Kazuo Hara’s controversial documentary “The Emperor’s Naked Army Marches On” highlights the question of God’s law versus Man’s (government) law. Kazuo follows World War II veteran, Kenzo Okuzaki as he strives for truth and justice in response to war crimes committed in New Guinea after the war. Okuzaki is extreme in his interviewing and occasionally interrogates the old former soldiers involved in brutal war crimes from over 40 years in the past.
Hara’s narrative film style contributes to the God’s law and Man’s law problem through having viewers gradually find out about what really happened in New Guinea and then deciding whether Okuzaki’s actions are appropriate. As Okuzaki energetically persists to find truth and as the truth is revealed, viewers gradually become more and more informed. If all the facts were immediately clear, less thinking would be required, but since the facts change throughout the film, the entire film is an analytical process.
The stoic film style in the face of violence emphasizes Okuzaki’s unflinching conviction and therefore the issue in law. Hara does not hesitate to continue filming when tensions run high or even when physical fighting breaks out. In addition, the camera does not zoom in to exaggerate or intensify the upheaval; but, rather remains at a distance as if to make the dramatic events seem more normal. Having a broader perspective on the scene allows the audience a more unbiased understanding of the entire situation and possible absurdity of Okuzaki’s actions.
There is a strong sense of irony because Okuzaki uses violence to bring past violence to light. Irony is a powerful tool that forces people to contemplate hypocrisy which is exactly what Hara is stressing. Are Okuzaki’s fanatical actions necessary? If so, are they justified? Perhaps one man revisiting the distant past and attacking frail old men in their homes is not warranted. In addition to violence, there is a sense of irony associated with truth. In order to uncover the truth about the past, Okuzaki does not hesitate to use cooperating people to impersonate victims’ relatives to achieve his goals. Okuzaki devoutly believes every single action he takes is vindicated because he is carrying out God’s law and that Man’s law comes second.

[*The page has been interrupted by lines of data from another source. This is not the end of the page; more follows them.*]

PR #16144, opened 2018-10-03
SEO-670 | SEO friendly category pages

rogatty:
https://wikia-inc.atlassian.net/browse/SEO-670

@Wikia/core-platform-team @mszabo-wikia


extensions/wikia/CategoryPage3/CategoryPage3Model.class.php
```diff
@@ -0,0 +1,284 @@
...
+	/**
+	 * @param DatabaseMysqli $dbr
+	 * @return ResultWrapper
+	 * @throws FatalError
+	 * @throws MWException
+	 */
+	private function getMembersFromDB( DatabaseMysqli $dbr ): ResultWrapper {
+		$extraConditions = $this->getExtraConditionsForQuery( $dbr );
+
+		return $dbr->select(
```
rogatty: Logs show it takes ~10-20 ms under normal load.

extensions/wikia/CategoryPage3/CategoryPage3Model.class.php
```diff
@@ -0,0 +1,284 @@
...
+	private function addPage( Title $title, $sortkey ) {
+		global $wgContLang;
+
+		$firstChar = $wgContLang->convert( $this->collation->getFirstLetter( $sortkey ) );
+
+		$this->members[ $title->getArticleID() ] = new CategoryPage3Member( $title, $firstChar );
+	}
+
+	private function findTotalNumberOfMembers( DatabaseMysqli $dbr ) {
+		$totalNumberOfMembers = $dbr->selectField(
```
rogatty: Logs show it takes ~10 ms for a category with ~44k members and ~1ms for a category with ~3k members under normal load.

extensions/wikia/CategoryPage3/CategoryPage3Model.class.php
```diff
@@ -0,0 +1,284 @@
...
+
+		$this->totalNumberOfMembers = $totalNumberOfMembers;
+	}
+
+	private function findPrevPage( DatabaseMysqli $dbr ) {
+		if ( $this->from === null ) {
+			return;
+		}
+
+		$res = $dbr->select(
```
rogatty: Logs show it takes ~200 ms for a category with ~44k members and ~2-4ms for a category with ~3k members under normal load.

extensions/wikia/CategoryPage3/CategoryPage3Model.class.php
```diff
@@ -0,0 +1,284 @@
...
+		}
+
+		$title = Title::newFromRow( $lastRow );
+		$this->pagination->setPrevPageKey( $this->getHumanSortkey( $lastRow, $title ) );
+	}
+
+	private function findLastPage( DatabaseMysqli $dbr ) {
+		$lastPageMembersCount = $this->totalNumberOfMembers % static::MEMBERS_PER_PAGE_LIMIT;
+
+		$res = $dbr->select(
```
rogatty: Logs show it takes ~200 ms for a category with ~44k members and ~10ms for a category with ~3k members under normal load.

includes/db/Database.php
```diff
@@ -203,7 +203,7 @@ function getServerInfo();
 abstract class DatabaseBase implements DatabaseType {
 
 	// @const log 5% of queries (increased from 1% in SUS-2974)
-	const QUERY_SAMPLE_RATE = 0.05;
+	const QUERY_SAMPLE_RATE = 1;
```
rogatty: Don't forget about it.

extensions/wikia/CategoryPage3/CategoryPage3Hooks.class.php
```diff
@@ -0,0 +1,18 @@
+<?php
+
+class CategoryPage3Hooks {
+	/**
+	 * @param Title $title
+	 * @param Article $article
+	 * @return bool
+	 */
+	static public function onArticleFromTitle( &$title, &$article ): bool {
+		if ( !$title || $title->getNamespace() !== NS_CATEGORY ) {
```
Grunny: `!$title->inNamespace( NS_CATEGORY )` would be preferred.

extensions/wikia/CategoryPage3/CategoryPage3Member.class.php
```diff
@@ -0,0 +1,45 @@
...
+
+	/**
+	 * @return Title
+	 */
+	public function getTitle(): Title {
+		return $this->title;
+	}
+
+	public function isSubcategory(): bool {
+		return $this->getTitle()->getNamespace() === NS_CATEGORY;
```
Grunny: `$this->getTitle()->inNamespace( NS_CATEGORY )`

harnash (approved):

extensions/wikia/CategoryPage3/CategoryPage3CacheHelper.class.php
```diff
@@ -0,0 +1,30 @@
...
+class CategoryPage3CacheHelper {
+	const EXPIRATION_TIME = 60 * 60;
+
+	/**
+	 * Can be used as a part of memcache key
+	 *
+	 * @param $title
+	 * @return bool|Object
+	 */
+	public static function getTouched( $title ) {
```
Grunny: I'd add a type here and on `setTouched`, given it would fail on `getKey` if it wasn't an instance of `Title` anyway, so I assume we can be strict.

extensions/wikia/CategoryPage3/CategoryPage3Hooks.class.php
```diff
@@ -0,0 +1,38 @@
...
+
+		return true;
+	}
+
+	/**
+	 * @param Title $title
+	 * @param Article $article
+	 * @return bool
+	 */
+	static public function onArticleFromTitle( &$title, &$article ): bool {
```
Grunny: No need for the `&` on these, objects are effectively passed by reference in PHP regardless.

mszabo-wikia: I think it's needed in this case for `$article` at least because we want to overwrite its value entirely

Grunny: Ah, yeah, you're right, I missed that we were doing that here. So, yeah, only unnecessary on `$title`.

extensions/wikia/CategoryPage3/CategoryPage3Hooks.class.php
```diff
@@ -123,13 +123,51 @@ public static function onGetPreferences( $user, &$defaultPreferences ) {
...
 
-	static public function onUserGetDefaultOptions( &$defaultOptions ) {
+	public static function onLinkerMakeExternalLink( string $url, string $text, string &$link, array $attribs ): bool {
+		global $wgCityId, $wgContLang, $wgFandomBaseDomain, $wgWikiaBaseDomain;
+
+		$host = parse_url( $url, PHP_URL_HOST );
+		$host = wfNormalizeHost( $host );
+
+		// External-external links
+		if ( !endsWith( $host, $wgFandomBaseDomain ) && !endsWith( $host, $wgWikiaBaseDomain ) ) {
```
Grunny: This would pass for domains like `examplefandom.com`, right? It should check if it ends in `".{$wgFandomBaseDomain}"` as we do elsewhere to be safe.

extensions/wikia/CategoryPage3/CategoryPage3Hooks.class.php
```diff
@@ -123,13 +123,51 @@ public static function onGetPreferences( $user, &$defaultPreferences ) {
...
+		// Not this wiki
+		if ( WikiFactory::UrlToID( $host ) !== $wgCityId ) {
+			return true;
+		}
+
+		$path = parse_url( $url, PHP_URL_PATH );
+		$categoryNsText = $wgContLang->getNsText( NS_CATEGORY );
+
+		// Not a category
+		if ( strpos( $path, $categoryNsText ) === false ) {
```
Grunny: Maybe include the colon here just in case "Category" as a string appears in another page title.

extensions/wikia/CategoryPage3/CategoryPage3Hooks.class.php
```diff
@@ -170,4 +208,11 @@ private static function getLayoutForKey( Title $title, Article $article, $key )
 
 		return null;
 	}
+
+	private static function getNonCrawlableLink( $url, $text, $attribs ) {
+		$attribs['href'] = '#';
+		$attribs['onclick'] = 'window.location.assign("' . rawurlencode( $url ) . '"); return false;';
```
Grunny: We should wrap the encoded URL in `Xml::escapeJsString`, just in case.

Grunny (changes requested):

extensions/wikia/CategoryPage3/CategoryPage3Hooks.class.php
```diff
@@ -130,7 +130,10 @@ public static function onLinkerMakeExternalLink( string $url, string $text, stri
 		$host = wfNormalizeHost( $host );
 
 		// External-external links
-		if ( !endsWith( $host, $wgFandomBaseDomain ) && !endsWith( $host, $wgWikiaBaseDomain ) ) {
+		if (
+			!endsWith( $host, ".${$wgFandomBaseDomain}" ) &&
+			!endsWith( $host, ".${$wgWikiaBaseDomain}" )
```
Grunny: One too many `$`.

extensions/wikia/CategoryPage3/CategoryPage3Hooks.class.php
```diff
@@ -143,7 +146,7 @@ public static function onLinkerMakeExternalLink( string $url, string $text, stri
 		$categoryNsText = $wgContLang->getNsText( NS_CATEGORY );
 
 		// Not a category
-		if ( strpos( $path, $categoryNsText ) === false ) {
+		if ( strpos( $path, "${$categoryNsText}:" ) === false ) {
```
Grunny: One too many `$`. Also, can `$path` be URL encoded here? If so, should we account for any case in which `:` might be `%3A` (maybe just by unencoding `$path` for the comparison)?

extensions/wikia/CategoryPage3/CategoryPage3Hooks.class.php
```diff
@@ -210,8 +213,9 @@ private static function getLayoutForKey( Title $title, Article $article, $key )
 	}
 
 	private static function getNonCrawlableLink( $url, $text, $attribs ) {
+		$urlEscaped = Xml::escapeJsString( rawurlencode( $url ) );
 		$attribs['href'] = '#';
-		$attribs['onclick'] = 'window.location.assign("' . rawurlencode( $url ) . '"); return false;';
+		$attribs['onclick'] = "window.location.assign('${$urlEscaped}'); return false;";
```
Grunny: One too many `$`.

Grunny (changes requested):

extensions/wikia/CategoryPage3/CategoryPage3Hooks.class.php
```diff
@@ -0,0 +1,222 @@
...
+	 * @param Title $title
+	 * @param Article $article
+	 * @return bool
+	 */
+	public static function onArticleFromTitle( $title, &$article ): bool {
+		if ( $title->isRedirect() ) {
+			$title = $article->getRedirectTarget();
+		}
+
+		if ( is_null( $title ) || !$title->inNamespace( NS_CATEGORY ) ) {
```
mszabo-wikia, line 49: this null check is redundant, since the method call above will cause an error if `$title` is null

extensions/wikia/CategoryPage3/CategoryPage3Hooks.class.php
```diff
@@ -0,0 +1,222 @@
...
+		$options[ wfMessage( 'category-page3-layout-selector-mediawiki' )->escaped() ] = CategoryPageWithLayoutSelector::LAYOUT_MEDIAWIKI;
+		$options[ wfMessage( 'category-page3-layout-selector-category-exhibition' )->escaped() ] = CategoryPageWithLayoutSelector::LAYOUT_CATEGORY_EXHIBITION;
+		$preference['options'] = $options;
+
+		$defaultPreferences[ static::GLOBAL_PREFERENCE_NAME ] = $preference;
+
+		return true;
+	}
+
+	public static function onLinkerMakeExternalLink( string $url, string $text, string &$link, array $attribs ): bool {
```
mszabo-wikia, line 128: seems like there's some logic in here, do you think it'd be worth to add a unit test?

extensions/wikia/CategoryPage3/CategoryPage3Hooks.class.php
rogatty: I think if there is a redirect but it's invalid, then it could be `null`.

extensions/wikia/CategoryExhibition/CategoryExhibitionPage.php
```diff
@@ -3,7 +3,31 @@
 /**
  * Custom category page showing exhibition of pages, subcategories and media in the category
  */
-class CategoryExhibitionPage extends CategoryPageII {
+class CategoryExhibitionPage extends CategoryPageWithLayoutSelector {
+	public function openShowCategory() {
+		parent::openShowCategory();
+
+		global $wgOut, $wgExtensionsPath, $wgJsMimeType, $wgTitle, $wgRequest, $wgUser;
```
Grunny:
```
$context = $this->getContext();
$context->getOutput();
$context->getTitle();
$context->getRequest();
$context->getUser();
```
^ would be preferred over the globals.

extensions/wikia/CategoryPage3/CategoryPage3.class.php
```diff
@@ -0,0 +1,194 @@
...
+		// Keep 4:3 ratio
+		$height = floor( $width / 4 * 3 );
+
+		try {
+			$url = VignetteRequest::fromUrl( $url )
+				->topCrop()
+				->width( $width )
+				->height( $height )
+				->url();
+		} catch ( Exception $e ) {
```
Grunny, line 165: It looks like it only explicitly throws `InvalidArgumentException`, so being more specific here might be good to avoid potentially hiding other exceptions that we would want to know happened.

extensions/wikia/CategoryPage3/CategoryPage3Model.class.php
```diff
@@ -0,0 +1,320 @@
...
+		$pageIds = array_keys(
+			array_filter(
+				$this->members,
+				function ( $member ) {
+					/** @var CategoryPage3Member $member */
+					return !$member->isSubcategory();
+				}
+			)
+		);
+		$imageServing = new ImageServing( $pageIds, $thumbWidth, array( 'w' => $thumbWidth, 'h' => $thumbHeight ) );
```
Grunny: Minor: should use short array syntax per coding conventions.

extensions/wikia/CategoryPage3/CategoryPage3TrendingPages.class.php
```diff
@@ -0,0 +1,82 @@
...
+		$requiredParams = [ 'title', 'thumbnail', 'url' ];
+
+		$processedItem = [];
+
+		if ( !empty( $item ) && is_array( $item ) ) {
+			foreach ( $requiredParams as $param ) {
+				if ( !empty( $item[ $param ] ) ) {
+					$processedItem[ $param ] = $item[ $param ];
+				} else {
+					return null;
```
Grunny: Minor: is there any benefit to returning null rather than an empty array here? Would allow us to be strict about the return type rather than it being mixed/nullable, and the `empty` checks will still work.

extensions/wikia/CategoryPage3/styles/category-layout-selector.scss
```diff
@@ -0,0 +1,39 @@
...
+			cursor: pointer;
+			padding: 0 13px;
+
+			&.is-active {
+				color: $color-buttons;
+				cursor: default;
+			}
+
+			&:last-child {
+				border-right: none;
```
Grunny: Minor: I believe our [conventions](https://github.com/Wikia/guidelines/blob/47d00a7/SCSS/CodingConventions.md#borderzero) prefer `border-right: 0;` here.

extensions/wikia/CategoryPage3/styles/category-page3.scss
```diff
@@ -0,0 +1,195 @@
...
+		}
+
+		&__trending-pages {
+			// Grid is totally broken in IE11, -ms-inline-flexbox is better
+			display: -ms-inline-flexbox;
+			-ms-flex-wrap: wrap;
+
+			border-bottom: 1px solid $color-page-border;
+			display: grid;
+			grid-gap: 20px;
```
Grunny, line 28: Does `grid-gap` work OK in Safari: https://developer.mozilla.org/en-US/docs/Web/CSS/gap#Browser_compatibility ?

extensions/wikia/CategoryPage3/styles/category-page3.scss
```diff
@@ -0,0 +1,195 @@
...
+			font-weight: $wds-font-weight-bold;
+			margin-bottom: 30px;
+			margin-top: 40px;
+			text-transform: uppercase;
+		}
+
+		&__alphabet-shortcuts {
+			font-weight: $wds-font-weight-bold;
+			list-style: none;
+			margin: 0 0 35px 0;
```
Grunny: Could be `0 0 35px` I think.

extensions/wikia/CategoryPage3/templates/members-header.php
```diff
@@ -0,0 +1,15 @@
+<p class="category-page__total-number">
+	<?php /** @var $totalNumberOfMembers int */ ?>
+	<?= wfMessage( 'category-page3-total-number', $totalNumberOfMembers )->escaped() ?>
+</p>
+<ul class="category-page__alphabet-shortcuts">
+	<?php foreach ( $alphabetShortcuts as $shortcut ) : ?>
+		<li class="category-page__alphabet-shortcut<?= $shortcut['isActive'] ? ' is-active': '' ?>">
+			<?= Html::rawElement( 'a', [
```
Grunny: Can we use  `element` rather than `rawElement` to make sure it's escaped at the output?

extensions/wikia/CategoryPage3/templates/pagination.php
```diff
@@ -0,0 +1,27 @@
...
+		<?php endif; ?>
+		<?php if ( !empty( $pagination->getNextPageUrl() ) ): ?>
+            <a href="<?= $pagination->getNextPageUrl() ?>" class="category-page__pagination-next wds-button wds-is-secondary">
+				<span><?= wfMessage( 'category-page3-pagination-next' )->escaped() ?></span>
+				<?= DesignSystemHelper::renderSvg( 'wds-icons-menu-control-tiny', 'wds-icon wds-icon-tiny' ); ?>
+            </a>
+		<?php endif; ?>
+		<?php if ( !empty( $pagination->getLastPageUrl() ) ): ?>
+            <a href="<?= $pagination->getLastPageUrl() ?>" class="wds-button wds-is-text">
+				<?= wfMessage( 'category-page3-pagination-last' )->escaped() ?>
```
Grunny, line 25: Minor: whitespace seems very inconsistent in this file.

extensions/wikia/CategoryPage3/templates/trending-pages.php
```diff
@@ -0,0 +1,18 @@
+<div class="category-page__trending-pages-header"><?= wfMessage( 'category-page3-trending-pages' ) ?></div>
```
Grunny: The default output format of `wfMessage` is `parse`. Since this message does not contain wikitext, to save using the parser, I'd explicitly use `->escaped()` here.

extensions/wikia/CategoryPage3/CategoryPage3.class.php
```diff
@@ -0,0 +1,194 @@
...
+		$this->from = $request->getVal( 'from' );
+
+		$this->model = new CategoryPage3Model( $context->getTitle(), $this->from );
+		$this->model->loadData();
+
+		if ( $this->model->getTotalNumberOfMembers() === 0 ) {
+			return;
+		}
+
+		$this->model->loadImages( 40, 30 );
```
themech: please move these number to some consts. It will be easier to read the code, as `40, 30` doesn't tell me anything

extensions/wikia/CategoryExhibition/templates/form.tmpl.php
```diff
@@ -1,40 +1,25 @@
...
-			if ( $current == $sortType ) {
-				$el["class"] = "selected";
-			}
-			$el["href"] = "$path?sort=$sortType&display=$displayType";
-			$el["id"] = Sanitizer::escapeId( "category-exhibition-form-$sortType" );
-			$el["text"] = wfMessage( "category-exhibition-$sortType" )->escaped();
-			$dropdown[] = $el;
+	<?= wfMessage( 'category-exhibition-sorttype' )->escaped(); ?>
+	<?php
+	$dropdown = array();
```
themech: just a note: some of the code in this PR uses the `[]` syntax while there are still some places that use `array()`

extensions/wikia/CategoryPage3/CategoryPage3CacheHelper.class.php
```diff
@@ -0,0 +1,34 @@
+<?php
+
+class CategoryPage3CacheHelper {
+	const EXPIRATION_TIME = 60 * 60;
```
themech: maybe something like `EXPIRATION_TIME_SEC`?

extensions/wikia/CategoryPage3/CategoryPage3CacheHelper.class.php
```diff
@@ -0,0 +1,34 @@
...
+	public static function getTouched( Title $title ) {
+		global $wgMemc;
+		return $wgMemc->get( static::getKey( $title ) );
+	}
+
+	public static function setTouched( Title $title ) {
+		global $wgMemc;
+		$wgMemc->set(
+			static::getKey( $title ),
+			time() . rand( 0, 9999 ),
```
themech: :)
I know, you just copied it from `CategoryExhibitionCacheHelper`

extensions/wikia/CategoryPage3/CategoryPage3Hooks.class.php
```diff
@@ -0,0 +1,221 @@
...
+		'subcatuntil',
+	];
+
+	/**
+	 * @param $categoryInserts
+	 * @param $categoryDeletes
+	 * @return bool
+	 * @throws MWException
+	 */
+	public static function onAfterCategoriesUpdate( $categoryInserts, $categoryDeletes/*, $title*/ ): bool {
```
themech, line 26: do we need this commented-out param?

extensions/wikia/CategoryPage3/CategoryPageWithLayoutSelector.class.php
```diff
@@ -0,0 +1,53 @@
...
+				'currentLayout' => $this->getCurrentLayout()
+			] )
+			->render( 'extensions/wikia/CategoryPage3/templates/layout-selector.php' );
+	}
+
+	/**
+	 * @throws Exception
+	 */
+	protected function getCurrentLayout() {
+		throw new Exception( 'getCurrentLayout method needs to be overriden' );
```
themech: So basically you want to define `CategoryPageWithLayoutSelector` as an abstract class and `getCurrentLayout` as an abstract method that has to be overriden, right?

extensions/wikia/DesignSystem/node_modules/design-system/dist/css/styles.css
```diff
@@ -1 +1 @@
...global-navigation__modal-control-close svg,.wds-global-navigation__modal-control:hover svg{fill:#fff}.wds-global-navigation__modal-control:hover .wds-avatar__image{border-color:#fff;fill:#fff}.wds-global-navigation__links{display:none;font-size:18px;font-weight:700;height:100%}@media only screen and (min-width:768px){.wds-global-navigation__links{display:flex}}@media only screen and (max-width:1279px){.wds-global-navigation__links{font-size:16px}}.wds-global-navigation__link{text-transform:uppercase;transition:color .3s,font-size .2s,margin-left .2s}.wds-global-navigation__link,.wds-global-navigation__start-a-wiki{align-items:center;color:#00d6d6;display:flex;height:100%;margin-left:30px;text-decoration:none}.wds-global-navigation__link:visited,.wds-global-navigation__start-a-wiki:visited{color:#00d6d6!important}.wds-global-navigation__link:hover,.wds-global-navigation__start-a-wiki:hover{color:#fff!important}.wds-global-navigation__link .wds-dropdown__toggle-chevron,.wds-global-navigation__start-a-wiki .wds-dropdown__toggle-chevron{fill:#ff6a64}.wds-global-navigation__link .wds-global-navigation__link-button,.wds-global-navigation__start-a-wiki .wds-global-navigation__link-button{
```
themech: newline

extensions/wikia/MercuryApi/models/MercuryApiCategoryModel.class.php
```diff
@@ -1,5 +1,10 @@
 <?php
 
+/**
+ * TODO Remove after SEO-670 is released on mobile-wiki and no cached JS tries to use it anymore
+ * @deprecated
+ * Class MercuryApiCategoryModel
```
themech, line 6: 👍 +1

extensions/wikia/MercuryApi/handlers/MercuryApiMainPageHandler.class.php
```diff
@@ -7,7 +7,11 @@ class MercuryApiMainPageHandler {
 	public static function getMainPageData( MercuryApi $mercuryApiModel ) {
 		$mainPageData = [ ];
 		$curatedContent = self::getCuratedContentData( $mercuryApiModel, null );
-		$trendingArticles = $mercuryApiModel->getTrendingArticlesData();
+		$trendingArticles = $mercuryApiModel->getTrendingPagesData(
+			10,
+			null,
+			false
```
themech, line 13: it's not really obvious what these three values mean

extensions/wikia/CategoryPage3/CategoryPage3.class.php
themech: same `loadImages( 40, 30 )` is used in another place, that makes me even more convinced that these two values should be moved to consts

extensions/wikia/CategoryPage3/CategoryPage3.class.php
rogatty: `->url()` throws `\Exception`:
https://github.com/Wikia/app/blob/6c60bc14c47ed41d2d72683c137e3c1f9acbaf27/lib/Wikia/src/Vignette/UrlGenerator.php#L283-L285

extensions/wikia/CategoryPage3/styles/category-page3.scss
rogatty: From what I saw on @themech's Mac, it's fine. The standard property name is `gap` but all browsers I checked support `grid-gap` and Safari supports only `grid-gap`. That's why I used it here.

extensions/wikia/CategoryPage3/CategoryPage3.class.php
rogatty: screenshot from 2018-11-02 13-27-12
Isn't that redundant? ;)

extensions/wikia/CategoryPage3/CategoryPage3Hooks.class.php
rogatty: I think that's a convention (one of many we have), in case someone wanted to do something with this param in the future.

extensions/wikia/DesignSystem/node_modules/design-system/dist/css/styles.css
rogatty: This file is installed with npm, I'm not touching it.

extensions/wikia/MercuryApi/handlers/MercuryApiMainPageHandler.class.php
rogatty: screenshot from 2018-11-02 13-38-44

screenshot from 2018-11-02 13-39-38

Grunny (approved):

extensions/wikia/CategoryPage3/CategoryPage3Model.class.php
mszabo-wikia: 200 is a lot

rogatty: Yup, that's why it's cached:
https://github.com/Wikia/app/blob/8504a5e27ec7cb65c6824920fe703020dad2749b/extensions/wikia/CategoryPage3/CategoryPage3Model.class.php#L242-L248

mszabo-wikia: 👍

In the end, regardless of God’s or Man’s law, it is responsibility that is most important. Hara communicates this through Okuzaki’s willingness to take responsibility whenever he breaks a law. At the time of filming, Okuzaki had already spent over twelve years in prison for various offenses, and during the film’s interviews (interrogations), voluntarily calls the police on himself several times. It is also the fact that Okuzaki believes the veterans involved with the cannibalism have never taken responsibility and therefore they must before they die. As long as responsibility is taken, the law will be followed, whether it be God’s or Man’s.